Records supplied:
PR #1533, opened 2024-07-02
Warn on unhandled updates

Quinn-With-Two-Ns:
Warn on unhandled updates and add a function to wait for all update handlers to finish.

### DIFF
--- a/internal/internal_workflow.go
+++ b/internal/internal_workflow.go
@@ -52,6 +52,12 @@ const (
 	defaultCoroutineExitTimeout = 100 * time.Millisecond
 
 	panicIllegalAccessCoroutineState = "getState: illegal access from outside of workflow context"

What to produce:
Retype all of the material above with every character intact.

Your response:
PR #1533, opened 2024-07-02
Warn on unhandled updates

Quinn-With-Two-Ns:
Warn on unhandled updates and add a function to wait for all update handlers to finish.

### DIFF
--- a/internal/internal_workflow.go
+++ b/internal/internal_workflow.go
@@ -52,6 +52,12 @@ const (
 	defaultCoroutineExitTimeout = 100 * time.Millisecond
 
 	panicIllegalAccessCoroutineState = "getState: illegal access from outside of workflow context"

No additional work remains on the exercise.